#### Material for the task ####
PR #50, opened 2015-02-26
Module filtering

orangejenny:
Adds a `relevant` attribute to `<menu>` elements in suite.xml

### DIFF
--- a/application/src/org/commcare/util/CommCareSessionController.java
+++ b/application/src/org/commcare/util/CommCareSessionController.java
@@ -71,16 +71,28 @@ public class CommCareSessionController {
         entryTable.clear();
         menuTable.clear();
         Enumeration en = session.platform.getInstalledSuites().elements();
+        EvaluationContext ec  = session.getEvaluationContext(getIif());
         while(en.hasMoreElements()) {
             Suite suite = (Suite)en.nextElement();
             for(Menu m : suite.getMenus()) {
+                String menuRelevant = m.getRelevancyCondition();
+                if (menuRelevant != null) {
+                    XPathExpression parsed;
+                    try {
+                        parsed = XPathParseTool.parseXPath(menuRelevant);
+                        if(XPathFuncExpr.toBoolean(parsed.eval(ec)).booleanValue() == false) {
+                            continue;
+                        }
+                    } catch (XPathSyntaxException xpse) {
+                        throw new RuntimeException(xpse.getMessage());
+                    }
+                }
                 if(menu.equals(m.getId())){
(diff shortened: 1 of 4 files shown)


orangejenny:
cross-requested with https://github.com/dimagi/commcare-odk/pull/161

orangejenny:
reminding myself to update https://github.com/dimagi/commcare/wiki/Suite20 once this is reviewed/merged/released

application/src/org/commcare/util/CommCareSessionController.java
```diff
@@ -71,16 +71,16 @@ public void populateMenu(List list, String menu, MultimediaListener listener) {
         entryTable.clear();
         menuTable.clear();
         Enumeration en = session.platform.getInstalledSuites().elements();
+        EvaluationContext ec  = session.getEvaluationContext(getIif());
```
ctsims: I think this can have performance implications (IE: Requesting the ec) Maybe we should make it lazily evaluate?

backend/src/org/commcare/suite/model/Menu.java
```diff
@@ -78,6 +75,14 @@ public String getId() {
     }
     
     /**
+     * @return A string representing an XPath expression to determine
+     * whether or not to display this menu.
+     */
+    public String getRelevancyCondition() {
```
ctsims: This name is now pretty confusing with the one below. Maybe we should update getRelevantCondition() below to be something like "getCommandRelevantCondition()" to make it clear that they are doing different things?

backend/src/org/commcare/suite/model/Suite.java
```diff
@@ -77,6 +82,32 @@ public void setID(int ID) {
...
+        Vector<Menu> relevant = new Vector<Menu>();
+        for(Menu m : menus) {
+            String condition = m.getRelevancyCondition();
+            if (condition == null) {
+                relevant.addElement(m);
+            }
+            else {
+                XPathExpression parsed;
+                try {
+                    parsed = XPathParseTool.parseXPath(condition);
```
ctsims: this might have performance implications if we do it frequently. Parsing XPath expressions is a super costly operation. We solve this for the other commands by moving the parse code into the menu object itself and letting it soft cache the parsed out version. Would be good to replicate that process here if possible.

ctsims:
Two High level questions: 

1) Is this documented on the wiki format for the sutie file?
2) Do we have a clear path to getting the session data loaded up for the menus?

orangejenny:
@ctsims addressed PR comments & updated wiki. Holding off on making any changes related to your question #2 for now.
####
Exercise requirements: Print all the data exactly as shown above.

Exercise result:
PR #50, opened 2015-02-26
Module filtering

orangejenny:
Adds a `relevant` attribute to `<menu>` elements in suite.xml

### DIFF
--- a/application/src/org/commcare/util/CommCareSessionController.java
+++ b/application/src/org/commcare/util/CommCareSessionController.java
@@ -71,16 +71,28 @@ public class CommCareSessionController {
         entryTable.clear();
         menuTable.clear();
         Enumeration en = session.platform.getInstalledSuites().elements();
+        EvaluationContext ec  = session.getEvaluationContext(getIif());
         while(en.hasMoreElements()) {
             Suite suite = (Suite)en.nextElement();
             for(Menu m : suite.getMenus()) {
+                String menuRelevant = m.getRelevancyCondition();
+                if (menuRelevant != null) {
+                    XPathExpression parsed;
+                    try {
+                        parsed = XPathParseTool.parseXPath(menuRelevant);
+                        if(XPathFuncExpr.toBoolean(parsed.eval(ec)).booleanValue() == false) {
+                            continue;
+                        }
+                    } catch (XPathSyntaxException xpse) {
+                        throw new RuntimeException(xpse.getMessage());
+                    }
+                }
                 if(menu.equals(m.getId())){
(diff shortened: 1 of 4 files shown)


orangejenny:
cross-requested with https://github.com/dimagi/commcare-odk/pull/161

orangejenny:
reminding myself to update https://github.com/dimagi/commcare/wiki/Suite20 once this is reviewed/merged/released

application/src/org/commcare/util/CommCareSessionController.java
```diff
@@ -71,16 +71,16 @@ public void populateMenu(List list, String menu, MultimediaListener listener) {
         entryTable.clear();
         menuTable.clear();
         Enumeration en = session.platform.getInstalledSuites().elements();
+        EvaluationContext ec  = session.getEvaluationContext(getIif());
```
ctsims: I think this can have performance implications (IE: Requesting the ec) Maybe we should make it lazily evaluate?

backend/src/org/commcare/suite/model/Menu.java
```diff
@@ -78,6 +75,14 @@ public String getId() {
     }
     
     /**
+     * @return A string representing an XPath expression to determine
+     * whether or not to display this menu.
+     */
+    public String getRelevancyCondition() {
```
ctsims: This name is now pretty confusing with the one below. Maybe we should update getRelevantCondition() below to be something like "getCommandRelevantCondition()" to make it clear that they are doing different things?

backend/src/org/commcare/suite/model/Suite.java
```diff
@@ -77,6 +82,32 @@ public void setID(int ID) {
...
+        Vector<Menu> relevant = new Vector<Menu>();
+        for(Menu m : menus) {
+            String condition = m.getRelevancyCondition();
+            if (condition == null) {
+                relevant.addElement(m);
+            }
+            else {
+                XPathExpression parsed;
+                try {
+                    parsed = XPathParseTool.parseXPath(condition);
```
ctsims: this might have performance implications if we do it frequently. Parsing XPath expressions is a super costly operation. We solve this for the other commands by moving the parse code into the menu object itself and letting it soft cache the parsed out version. Would be good to replicate that process here if possible.

ctsims:
Two High level questions: 

1) Is this documented on the wiki format for the sutie file?
2) Do we have a clear path to getting the session data loaded up for the menus?

orangejenny:
@ctsims addressed PR comments & updated wiki. Holding off on making any changes related to your question #2 for now.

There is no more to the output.